The sole control flow is an early return on args.size() <= 1. The function depends only on the standard library’s std::vector, its size and begin / end iterators, and the iterator-range constructor used for the copy. No external project dependencies are required.
Side Effects
No observable side effects are evident from the extracted code.
Reads From
argsparameter
Writes To
- return value (new vector)
Usage Patterns
- used to obtain compiler flags without the program name
Internal Structure
The extract:compiler module is the intermediary between raw compilation database entries and the actual Clang compiler invocations used during extraction.
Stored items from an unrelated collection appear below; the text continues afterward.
Issue #1789, opened 2019-06-03
Console not making use of error handling


luceos:
I've encountered a slight problem with the inability to handle errors in console. Both the API and Frontends (admin/forum) are using the middleware pipe which can be used by extensions to hook into. For this use case I was testing the functionality of [fof/sentry](https://github.com/FriendsOfFlarum/sentry) for Bokt, an extension we aim to be using on discuss soon as well.

The console side of Flarum is very slim, it uses the Symfony Console Application and, aside from registering commands, that's pretty much it. What we need to do is implement the same error handler stack of the middleware pipe. I haven't looked into possible solutions yet and would to hear your opinion @franzliedke as you refactored that part of Flarum recently.

The problem with not having an error handler is that any exception thrown in the application will kill the process. If you don't output the console output to a log you'll never be able to identify an issue at all. Being able to log these errors to a third party service like Sentry helps in taking action as soon as possible, especially when actively using the queue.

luceos:
I've looked into this and symfony console offers a way to work with erroring. In order to do so we need to add an EventDispatcher to the Application. Some information:

- https://symfony.com/doc/current/components/console/events.html
- https://symfony.com/blog/new-in-symfony-3-3-better-handling-of-command-exceptions

franzliedke:
Sounds like a good idea, and the changes should be mostly in `Flarum\Console\Server`. Thanks for doing the research, @luceos.

Open for contributions here!

luceos:
This was fixed in the merged PR's. It now uses the general error handling stack.

PR #1810, opened 2019-07-08
Console event subscribing

luceos:
**Relates to #1789**

> Please note this PR does not add error logging for console in core!

This PR adds an EventDispatcher to the Console Application. This event dispatcher is passed on to the Configuring event so that extensions can hook into it.

This is one path for implementation. It's the cleanest I could think of. I think we don't want or need a bloated console side of our software. This implementation adds a dependency to the symfony/event-dispatcher package, this package is required to match the Interface requirement inside Symfony Application.

An alternative implementation would be to start using Illuminate Console instead. The implementation would possibly be easier, no research done yet.

An example implementation of this proposal can be found on the fof/sentry package, PR: https://github.com/FriendsOfFlarum/sentry/pull/1


luceos:
Should this PR be based off of your new exception handling logic @franzliedke ?

franzliedke:
Yeah, I was hoping this would be possible now.

luceos:
In order to add your new Error Registry and handler I need to merge this to move forward, can you review this approach @franzliedke ?

luceos:
I am merging this as I see no alternative right now. Let me know if you disagree.

composer.json
```diff
@@ -56,6 +56,7 @@
         "s9e/text-formatter": "^1.2.0",
         "symfony/config": "^3.3",
         "symfony/console": "^4.2",
+        "symfony/event-dispatcher": "^4.3.2",
```
franzliedke: Why the specific constraint?

src/Console/Server.php
```diff
@@ -46,6 +47,8 @@ private function extend(ConsoleApplication $console)
         $app = Application::getInstance();
 
         $events = $app->make(Dispatcher::class);
-        $events->fire(new Configuring($app, $console));
+        $events->fire(new Configuring($app, $console, $dispatcher = new EventDispatcher()));
+
+        $console->setDispatcher($dispatcher);
```
franzliedke: I was assuming we would handle events ourselves and pass the exceptions to our array of [reporters registered with the application](https://github.com/flarum/core/blob/12dc4fff573b7cc053e6eaf95756297469cfb7b0/src/Foundation/ErrorServiceProvider.php#L73). That way, the Sentry exception would not need any further changes.

If you would furthermore pipe the error through the registry, [you could use that](https://github.com/flarum/core/blob/12dc4fff573b7cc053e6eaf95756297469cfb7b0/src/Http/Middleware/HandleErrors.php#L61-L67) to determine whether the error is even worth reporting.

Issue #1134, opened 2017-02-25
Prevent duplicate content for alternative home page URL


dav-is:
www.google.com/search?q=site%3Adiscuss.flarum.org/all

This is an issue on a few levels. Why can users access https://discuss.flarum.org/all ? I'm told that there's an infinite number of pages too. Like `https://discuss.flarum.org/all?page={x}`.

franzliedke:
There is no NoJS content in these search results (anymore?), as far as I can tell.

It imports only the std library and the local support module, which supplies foundational utilities for file I/O, path normalization, and cache key management. The module decomposes into three layers: data structures (CompileEntry, CompilationDatabase, CompDbError), public API functions, and private helpers in an anonymous namespace. Public functions like load_compdb, lookup, and sanitize_driver_arguments operate on the database and entries, while private helpers such as parse_compiler_invocation, try_hash_source_file, and build_compile_signature_impl handle path resolution, argument stripping, signature hashing, and compiler instance creation. This layering ensures that caching and normalization logic is encapsulated, leaving the public API stable and focused on extracting ready‑to‑use compiler invocations from concrete compile entries.